Data for analysis:

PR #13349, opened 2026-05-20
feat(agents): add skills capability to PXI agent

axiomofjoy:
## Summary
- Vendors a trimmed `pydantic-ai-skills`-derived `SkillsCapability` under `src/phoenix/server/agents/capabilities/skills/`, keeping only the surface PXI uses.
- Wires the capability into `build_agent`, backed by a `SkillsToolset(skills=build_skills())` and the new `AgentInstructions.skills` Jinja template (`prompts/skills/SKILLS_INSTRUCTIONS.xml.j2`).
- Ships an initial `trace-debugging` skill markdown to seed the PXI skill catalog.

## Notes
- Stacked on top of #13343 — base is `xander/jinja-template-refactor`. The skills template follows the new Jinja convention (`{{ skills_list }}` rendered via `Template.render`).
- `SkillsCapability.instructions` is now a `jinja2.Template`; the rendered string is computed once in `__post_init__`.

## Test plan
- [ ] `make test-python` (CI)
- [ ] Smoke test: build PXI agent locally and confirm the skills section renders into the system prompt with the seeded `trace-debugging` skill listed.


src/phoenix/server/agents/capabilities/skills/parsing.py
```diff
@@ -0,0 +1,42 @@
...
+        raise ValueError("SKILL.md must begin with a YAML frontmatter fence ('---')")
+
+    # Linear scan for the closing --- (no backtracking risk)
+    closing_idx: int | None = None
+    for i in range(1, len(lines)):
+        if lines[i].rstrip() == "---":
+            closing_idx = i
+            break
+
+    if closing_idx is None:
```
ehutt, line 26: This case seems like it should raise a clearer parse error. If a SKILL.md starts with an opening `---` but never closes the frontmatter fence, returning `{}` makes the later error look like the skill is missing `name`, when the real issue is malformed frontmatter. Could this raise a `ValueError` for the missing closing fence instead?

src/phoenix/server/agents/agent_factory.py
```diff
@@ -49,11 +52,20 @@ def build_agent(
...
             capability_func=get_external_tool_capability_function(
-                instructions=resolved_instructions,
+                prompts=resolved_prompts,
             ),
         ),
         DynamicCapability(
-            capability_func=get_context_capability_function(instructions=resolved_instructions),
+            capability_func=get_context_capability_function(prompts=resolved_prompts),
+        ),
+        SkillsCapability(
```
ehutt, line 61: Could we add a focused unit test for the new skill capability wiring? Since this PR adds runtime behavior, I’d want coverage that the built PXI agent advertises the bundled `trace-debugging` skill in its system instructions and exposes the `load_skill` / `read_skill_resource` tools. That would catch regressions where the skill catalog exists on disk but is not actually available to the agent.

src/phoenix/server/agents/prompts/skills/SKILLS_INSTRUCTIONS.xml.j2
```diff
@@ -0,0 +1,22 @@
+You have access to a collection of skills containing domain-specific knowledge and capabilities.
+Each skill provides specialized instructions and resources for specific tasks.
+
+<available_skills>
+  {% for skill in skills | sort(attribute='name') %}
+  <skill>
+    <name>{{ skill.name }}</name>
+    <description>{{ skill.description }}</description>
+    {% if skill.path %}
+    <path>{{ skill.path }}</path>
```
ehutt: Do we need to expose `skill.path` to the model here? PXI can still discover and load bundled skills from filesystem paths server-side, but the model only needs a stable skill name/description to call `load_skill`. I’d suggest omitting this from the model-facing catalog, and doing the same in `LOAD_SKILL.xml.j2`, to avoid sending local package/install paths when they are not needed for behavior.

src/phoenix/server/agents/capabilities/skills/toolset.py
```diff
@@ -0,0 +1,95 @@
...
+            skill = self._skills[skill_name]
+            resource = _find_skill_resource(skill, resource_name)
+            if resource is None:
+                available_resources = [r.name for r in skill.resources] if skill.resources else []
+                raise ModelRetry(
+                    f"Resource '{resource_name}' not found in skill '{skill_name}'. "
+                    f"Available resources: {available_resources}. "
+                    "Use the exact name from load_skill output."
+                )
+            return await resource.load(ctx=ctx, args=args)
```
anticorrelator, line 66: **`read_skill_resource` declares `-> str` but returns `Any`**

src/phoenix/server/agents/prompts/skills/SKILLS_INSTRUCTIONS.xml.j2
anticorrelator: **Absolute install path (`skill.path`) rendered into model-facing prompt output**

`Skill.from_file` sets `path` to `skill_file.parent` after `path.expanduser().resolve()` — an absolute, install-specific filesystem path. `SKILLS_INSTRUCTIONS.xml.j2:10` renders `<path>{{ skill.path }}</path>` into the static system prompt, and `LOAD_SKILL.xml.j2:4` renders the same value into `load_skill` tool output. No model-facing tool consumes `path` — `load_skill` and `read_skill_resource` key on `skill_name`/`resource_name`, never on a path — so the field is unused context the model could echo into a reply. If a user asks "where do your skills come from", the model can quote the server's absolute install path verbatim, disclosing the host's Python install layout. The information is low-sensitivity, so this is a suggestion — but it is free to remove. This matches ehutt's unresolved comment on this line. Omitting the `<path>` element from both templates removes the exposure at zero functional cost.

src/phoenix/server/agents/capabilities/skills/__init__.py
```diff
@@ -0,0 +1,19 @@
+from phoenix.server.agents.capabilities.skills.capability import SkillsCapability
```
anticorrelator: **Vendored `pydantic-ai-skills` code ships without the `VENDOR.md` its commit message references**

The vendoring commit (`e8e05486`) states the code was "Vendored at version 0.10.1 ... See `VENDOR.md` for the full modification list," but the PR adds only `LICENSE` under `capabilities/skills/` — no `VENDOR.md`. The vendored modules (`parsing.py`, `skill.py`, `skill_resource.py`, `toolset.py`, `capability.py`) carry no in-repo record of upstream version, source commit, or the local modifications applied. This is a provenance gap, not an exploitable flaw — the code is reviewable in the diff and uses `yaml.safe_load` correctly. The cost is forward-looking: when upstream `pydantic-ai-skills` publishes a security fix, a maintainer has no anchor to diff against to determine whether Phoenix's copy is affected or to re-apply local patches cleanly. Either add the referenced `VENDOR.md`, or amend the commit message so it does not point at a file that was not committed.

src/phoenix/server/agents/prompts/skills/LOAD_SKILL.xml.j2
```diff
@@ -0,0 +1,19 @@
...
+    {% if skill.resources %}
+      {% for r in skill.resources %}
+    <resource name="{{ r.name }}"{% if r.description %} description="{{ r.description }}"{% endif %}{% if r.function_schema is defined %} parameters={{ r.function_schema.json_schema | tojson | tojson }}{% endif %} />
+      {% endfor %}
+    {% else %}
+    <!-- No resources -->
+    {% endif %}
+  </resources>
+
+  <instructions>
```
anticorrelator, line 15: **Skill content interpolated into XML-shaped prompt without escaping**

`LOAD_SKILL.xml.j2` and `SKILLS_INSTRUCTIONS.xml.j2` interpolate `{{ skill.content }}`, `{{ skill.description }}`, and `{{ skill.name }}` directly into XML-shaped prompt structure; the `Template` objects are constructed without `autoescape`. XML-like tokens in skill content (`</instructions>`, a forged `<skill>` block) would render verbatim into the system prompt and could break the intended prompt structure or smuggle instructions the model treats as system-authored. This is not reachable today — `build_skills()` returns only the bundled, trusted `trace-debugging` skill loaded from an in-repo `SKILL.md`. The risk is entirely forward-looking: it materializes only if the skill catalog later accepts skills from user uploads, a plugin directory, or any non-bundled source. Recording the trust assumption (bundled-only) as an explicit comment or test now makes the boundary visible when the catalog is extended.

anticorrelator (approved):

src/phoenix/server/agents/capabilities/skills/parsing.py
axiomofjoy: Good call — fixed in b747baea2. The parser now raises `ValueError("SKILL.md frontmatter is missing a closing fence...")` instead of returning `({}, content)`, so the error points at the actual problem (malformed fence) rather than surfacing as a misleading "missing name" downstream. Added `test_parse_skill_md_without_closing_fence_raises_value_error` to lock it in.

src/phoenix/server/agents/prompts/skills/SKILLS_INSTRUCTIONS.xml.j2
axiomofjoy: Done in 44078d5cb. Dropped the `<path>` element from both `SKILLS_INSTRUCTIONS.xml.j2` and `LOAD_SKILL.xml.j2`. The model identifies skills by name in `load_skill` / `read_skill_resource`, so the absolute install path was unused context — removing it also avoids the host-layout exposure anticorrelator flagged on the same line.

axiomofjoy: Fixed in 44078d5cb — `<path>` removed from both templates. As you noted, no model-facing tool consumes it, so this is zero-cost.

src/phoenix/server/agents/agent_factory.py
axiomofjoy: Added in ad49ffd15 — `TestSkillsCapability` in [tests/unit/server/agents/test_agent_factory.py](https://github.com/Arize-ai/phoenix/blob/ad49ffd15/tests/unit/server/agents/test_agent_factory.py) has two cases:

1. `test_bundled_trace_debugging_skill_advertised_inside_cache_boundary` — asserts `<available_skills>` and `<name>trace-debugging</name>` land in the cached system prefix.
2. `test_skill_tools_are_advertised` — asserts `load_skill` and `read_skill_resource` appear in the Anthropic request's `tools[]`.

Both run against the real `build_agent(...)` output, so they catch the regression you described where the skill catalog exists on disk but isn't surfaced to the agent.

To do:
Check every line of the data above for the string "real", and copy those that have it.

Worked solution:
ehutt, line 26: This case seems like it should raise a clearer parse error. If a SKILL.md starts with an opening `---` but never closes the frontmatter fence, returning `{}` makes the later error look like the skill is missing `name`, when the real issue is malformed frontmatter. Could this raise a `ValueError` for the missing closing fence instead?
Both run against the real `build_agent(...)` output, so they catch the regression you described where the skill catalog exists on disk but isn't surfaced to the agent.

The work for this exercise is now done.